Department of Medicine Division of Cardiology, Wayne State University/Detroit Medical Center, Detroit, Michigan; ALICE (All-Literature Investigation of Cardiovascular Evidence) Group.
Department of Medicine Division of Cardiology, Wayne State University/Detroit Medical Center, Detroit, Michigan.
Am J Cardiol. 2019 Mar 1;123(5):827-832. doi: 10.1016/j.amjcard.2018.11.031. Epub 2018 Dec 3.

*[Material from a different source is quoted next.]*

Issue #4550, opened 2017-06-04
Too many invocations of ar


sergv:
tl;dr version: Cabal currently uses slow approach to creating `.a` archives by repeatedly calling `ar` on chunks of object files produced by `ghc`. It should instead pass all the the object files together to one invocation of `ar` via `@file` argument.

Infective endocarditis (IE) after transcatheter aortic valve implantation (TAVI) and surgical aortic valve replacement (SAVR) is a rare but life-threatening complication. Paravalvular regurgitation, compression of native leaflets, and space between transcatheter valve prosthesis and native valves could dispose TAVI recipients at increased risk of IE compared with SAVR. To assess the comparative risk of IE between TAVI and SAVR, we performed a systematic review and meta-analysis. A literature search of PUBMED and EMBASE was performed to identify randomized controlled trials that reported the event rate of IE in both TAVI and SAVR. A Mantel-Haenszel method and a random-effects model was used to calculate the odds ratio (OR) and 95% confidence interval (CI). The studied outcomes were early (at 1-year), late (>1-year), and overall IE (postprocedure to longest follow-up) in TAVI versus SAVR. We performed subgroup analysis based on valve-type (self or balloon-expandable) and surgical risk (high or intermediate). A total of 4 studies with 3,761 (1,895 TAVI and 1,866 SAVR) patients were included. The incidence of early IE, (3 studies, 0.86% vs 0.73%, OR 1.17, 95% CI 0.51 to 2.65, p = 0.71, I = 0%), late IE (mean follow-up 2.0 years) (3 studies, 1.3% vs 0.6%, OR 1.85, 95% CI 0.81 to 4.20, p = 0.42, I = 0%), and overall IE (mean follow-up 3.4 years) (4 studies, 2.0% vs 1.3%, OR 1.44, 95% CI 0.85 to 2.43, p = 0.18, I = 0%) was similar between TAVI and SAVR. Subgroup analysis suggested that in intermediate surgical risk cohort, there was a trend toward increased risk of overall IE in TAVI (2.3% in TAVI and 1.2% in SAVR, OR 1.92, 95% CI 0.99 to 3.72, p = 0.05 I = 0%). In this meta-analysis, we did not find an increased risk of IE in TAVI compared with SAVR. Appropriate preventative measure and early recognition of IE in these cohorts are important.
经导管主动脉瓣植入术(TAVI)和外科主动脉瓣置换术(SAVR)后感染性心内膜炎(IE)是一种罕见但危及生命的并发症。与 SAVR 相比,瓣周反流、原生瓣叶受压以及经导管瓣假体与原生瓣之间的空间可能使 TAVI 受者发生 IE 的风险增加。为了评估 TAVI 和 SAVR 之间 IE 的比较风险,我们进行了系统评价和荟萃分析。对 PUBMED 和 EMBASE 进行文献检索,以确定报告 TAVI 和 SAVR 中 IE 发生率的随机对照试验。采用 Mantel-Haenszel 法和随机效应模型计算比值比(OR)和 95%置信区间(CI)。研究结果为 TAVI 与 SAVR 相比的早期(1 年)、晚期(>1 年)和总体 IE(术后至最长随访)。我们根据瓣膜类型(自膨式或球囊扩张式)和手术风险(高或中)进行了亚组分析。共纳入 4 项研究,共 3761 例患者(1895 例 TAVI 和 1866 例 SAVR)。早期 IE 的发生率(3 项研究,0.86%比 0.73%,OR 1.17,95%CI 0.51 至 2.65,p=0.71,I=0%)、晚期 IE(平均随访 2.0 年)(3 项研究,1.3%比 0.6%,OR 1.85,95%CI 0.81 至 4.20,p=0.42,I=0%)和总体 IE(平均随访 3.4 年)(4 项研究,2.0%比 1.3%,OR 1.44,95%CI 0.85 至 2.43,p=0.18,I=0%)在 TAVI 和 SAVR 之间相似。亚组分析表明,在中手术风险队列中,TAVI 总体 IE 的风险有增加趋势(TAVI 为 2.3%,SAVR 为 1.2%,OR 1.92,95%CI 0.99 至 3.72,p=0.05,I=0%)。在这项荟萃分析中,我们没有发现 TAVI 比 SAVR 发生 IE 的风险增加。在这些队列中,适当的预防措施和早期识别 IE 非常重要。